━━━ SUPPLIED MATERIAL ━━━
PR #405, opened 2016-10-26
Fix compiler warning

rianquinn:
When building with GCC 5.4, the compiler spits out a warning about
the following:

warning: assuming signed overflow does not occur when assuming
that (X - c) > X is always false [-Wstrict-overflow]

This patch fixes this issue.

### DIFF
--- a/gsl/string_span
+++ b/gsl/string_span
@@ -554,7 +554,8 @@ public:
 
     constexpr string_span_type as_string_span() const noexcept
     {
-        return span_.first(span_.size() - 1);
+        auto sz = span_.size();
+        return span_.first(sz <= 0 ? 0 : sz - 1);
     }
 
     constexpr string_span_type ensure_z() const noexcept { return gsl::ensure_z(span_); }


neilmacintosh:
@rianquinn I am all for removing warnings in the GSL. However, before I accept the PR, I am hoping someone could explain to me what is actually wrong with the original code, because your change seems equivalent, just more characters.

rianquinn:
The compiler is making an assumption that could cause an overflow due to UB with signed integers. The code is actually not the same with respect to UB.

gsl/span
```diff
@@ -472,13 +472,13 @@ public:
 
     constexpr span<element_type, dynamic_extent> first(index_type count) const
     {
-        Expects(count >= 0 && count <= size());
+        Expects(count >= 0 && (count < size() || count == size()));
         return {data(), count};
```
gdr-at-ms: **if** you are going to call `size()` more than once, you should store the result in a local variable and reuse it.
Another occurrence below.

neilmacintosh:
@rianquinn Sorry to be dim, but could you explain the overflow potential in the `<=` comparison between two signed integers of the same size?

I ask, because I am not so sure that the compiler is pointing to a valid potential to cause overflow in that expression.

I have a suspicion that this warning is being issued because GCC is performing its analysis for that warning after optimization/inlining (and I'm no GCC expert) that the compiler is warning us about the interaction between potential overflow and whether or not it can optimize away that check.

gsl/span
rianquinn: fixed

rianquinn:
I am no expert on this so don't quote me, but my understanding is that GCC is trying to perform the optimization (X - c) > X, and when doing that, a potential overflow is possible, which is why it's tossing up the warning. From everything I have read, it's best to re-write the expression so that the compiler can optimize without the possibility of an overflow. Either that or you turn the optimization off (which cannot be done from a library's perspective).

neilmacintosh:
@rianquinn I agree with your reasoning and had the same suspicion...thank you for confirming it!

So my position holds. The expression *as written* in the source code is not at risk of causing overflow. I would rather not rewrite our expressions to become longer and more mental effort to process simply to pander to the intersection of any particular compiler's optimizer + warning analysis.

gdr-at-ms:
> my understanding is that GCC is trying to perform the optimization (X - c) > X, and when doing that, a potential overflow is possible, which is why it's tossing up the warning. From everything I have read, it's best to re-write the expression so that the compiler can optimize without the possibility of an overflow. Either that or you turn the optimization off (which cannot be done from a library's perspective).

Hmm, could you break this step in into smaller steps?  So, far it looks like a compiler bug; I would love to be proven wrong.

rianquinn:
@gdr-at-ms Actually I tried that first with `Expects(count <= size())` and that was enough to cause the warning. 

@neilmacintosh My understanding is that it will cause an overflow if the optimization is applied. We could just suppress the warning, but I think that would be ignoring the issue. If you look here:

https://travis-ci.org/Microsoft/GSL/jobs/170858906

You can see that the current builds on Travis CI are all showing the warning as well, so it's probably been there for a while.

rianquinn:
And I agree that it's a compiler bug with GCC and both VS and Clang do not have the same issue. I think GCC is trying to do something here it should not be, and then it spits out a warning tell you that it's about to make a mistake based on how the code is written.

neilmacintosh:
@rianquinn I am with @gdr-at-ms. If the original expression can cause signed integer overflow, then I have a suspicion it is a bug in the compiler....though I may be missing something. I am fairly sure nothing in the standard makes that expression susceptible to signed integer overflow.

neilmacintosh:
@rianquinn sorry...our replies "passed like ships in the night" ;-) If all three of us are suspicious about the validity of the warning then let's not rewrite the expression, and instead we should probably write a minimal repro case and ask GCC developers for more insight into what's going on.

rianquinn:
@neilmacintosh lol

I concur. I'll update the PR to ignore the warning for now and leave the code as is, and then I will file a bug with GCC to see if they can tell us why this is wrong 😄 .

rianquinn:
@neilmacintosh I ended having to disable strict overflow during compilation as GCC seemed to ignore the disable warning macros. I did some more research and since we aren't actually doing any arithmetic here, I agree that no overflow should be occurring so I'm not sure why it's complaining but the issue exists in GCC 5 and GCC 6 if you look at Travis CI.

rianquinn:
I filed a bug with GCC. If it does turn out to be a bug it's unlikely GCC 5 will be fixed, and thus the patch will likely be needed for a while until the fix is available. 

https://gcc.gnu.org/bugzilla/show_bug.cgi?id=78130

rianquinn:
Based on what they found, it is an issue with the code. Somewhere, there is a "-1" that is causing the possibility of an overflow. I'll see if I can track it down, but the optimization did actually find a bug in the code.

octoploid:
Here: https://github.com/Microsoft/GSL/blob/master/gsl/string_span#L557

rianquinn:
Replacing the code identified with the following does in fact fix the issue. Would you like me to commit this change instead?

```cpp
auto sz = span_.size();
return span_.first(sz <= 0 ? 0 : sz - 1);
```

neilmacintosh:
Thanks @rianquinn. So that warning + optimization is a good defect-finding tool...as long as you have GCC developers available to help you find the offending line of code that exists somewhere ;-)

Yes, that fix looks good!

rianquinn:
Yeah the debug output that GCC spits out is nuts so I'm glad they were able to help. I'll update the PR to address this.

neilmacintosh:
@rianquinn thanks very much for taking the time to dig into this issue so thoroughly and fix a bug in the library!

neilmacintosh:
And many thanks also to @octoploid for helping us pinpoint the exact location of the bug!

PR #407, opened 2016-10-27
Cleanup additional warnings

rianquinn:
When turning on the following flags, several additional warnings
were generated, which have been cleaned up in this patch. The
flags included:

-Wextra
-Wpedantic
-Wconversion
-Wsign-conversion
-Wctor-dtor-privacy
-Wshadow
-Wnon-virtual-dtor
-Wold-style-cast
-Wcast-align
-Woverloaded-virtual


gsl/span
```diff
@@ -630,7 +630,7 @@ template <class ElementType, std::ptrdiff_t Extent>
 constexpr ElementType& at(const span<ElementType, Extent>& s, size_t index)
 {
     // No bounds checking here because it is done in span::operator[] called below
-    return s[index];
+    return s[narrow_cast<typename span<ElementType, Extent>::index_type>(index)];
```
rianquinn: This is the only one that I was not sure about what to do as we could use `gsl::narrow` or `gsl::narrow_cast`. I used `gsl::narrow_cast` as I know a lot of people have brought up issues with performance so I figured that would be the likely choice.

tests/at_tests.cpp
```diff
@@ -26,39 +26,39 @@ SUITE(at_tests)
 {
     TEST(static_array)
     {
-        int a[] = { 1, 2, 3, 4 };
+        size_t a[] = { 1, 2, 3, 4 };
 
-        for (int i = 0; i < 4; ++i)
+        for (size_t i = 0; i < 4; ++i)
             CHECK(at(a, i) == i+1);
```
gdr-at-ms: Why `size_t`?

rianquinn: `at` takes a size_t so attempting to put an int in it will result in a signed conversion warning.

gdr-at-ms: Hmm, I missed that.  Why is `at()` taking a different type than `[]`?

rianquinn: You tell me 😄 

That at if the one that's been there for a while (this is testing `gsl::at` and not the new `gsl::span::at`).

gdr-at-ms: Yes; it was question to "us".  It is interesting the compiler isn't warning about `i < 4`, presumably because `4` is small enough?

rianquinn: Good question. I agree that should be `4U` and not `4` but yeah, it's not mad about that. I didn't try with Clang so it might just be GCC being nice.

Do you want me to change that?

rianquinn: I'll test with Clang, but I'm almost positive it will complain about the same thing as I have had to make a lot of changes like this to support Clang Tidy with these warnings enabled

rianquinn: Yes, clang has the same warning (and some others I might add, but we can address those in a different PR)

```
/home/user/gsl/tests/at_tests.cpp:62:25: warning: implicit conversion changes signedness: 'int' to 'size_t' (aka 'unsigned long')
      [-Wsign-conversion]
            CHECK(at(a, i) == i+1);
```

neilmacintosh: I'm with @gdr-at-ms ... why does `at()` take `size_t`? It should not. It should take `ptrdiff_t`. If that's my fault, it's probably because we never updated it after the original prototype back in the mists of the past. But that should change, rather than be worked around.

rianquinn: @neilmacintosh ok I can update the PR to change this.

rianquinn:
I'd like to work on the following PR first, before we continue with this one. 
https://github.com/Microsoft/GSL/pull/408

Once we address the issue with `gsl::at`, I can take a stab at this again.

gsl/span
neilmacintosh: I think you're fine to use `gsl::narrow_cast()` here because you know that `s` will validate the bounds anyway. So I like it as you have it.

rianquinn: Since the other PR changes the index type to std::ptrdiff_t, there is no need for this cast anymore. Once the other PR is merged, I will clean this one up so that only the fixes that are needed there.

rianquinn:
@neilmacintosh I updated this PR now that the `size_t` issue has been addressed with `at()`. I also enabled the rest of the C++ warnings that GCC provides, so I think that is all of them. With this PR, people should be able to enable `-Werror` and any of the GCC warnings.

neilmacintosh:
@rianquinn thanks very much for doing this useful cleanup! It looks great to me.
━━━
▸ PROMPT
Stop at the line containing "span_.first(span_.size() - 1);". Please print exactly every line before it from the start of the records, plus that line itself, and nothing else.

▸ TASK ANSWER
PR #405, opened 2016-10-26
Fix compiler warning

rianquinn:
When building with GCC 5.4, the compiler spits out a warning about
the following:

warning: assuming signed overflow does not occur when assuming
that (X - c) > X is always false [-Wstrict-overflow]

This patch fixes this issue.

### DIFF
--- a/gsl/string_span
+++ b/gsl/string_span
@@ -554,7 +554,8 @@ public:
 
     constexpr string_span_type as_string_span() const noexcept
     {
-        return span_.first(span_.size() - 1);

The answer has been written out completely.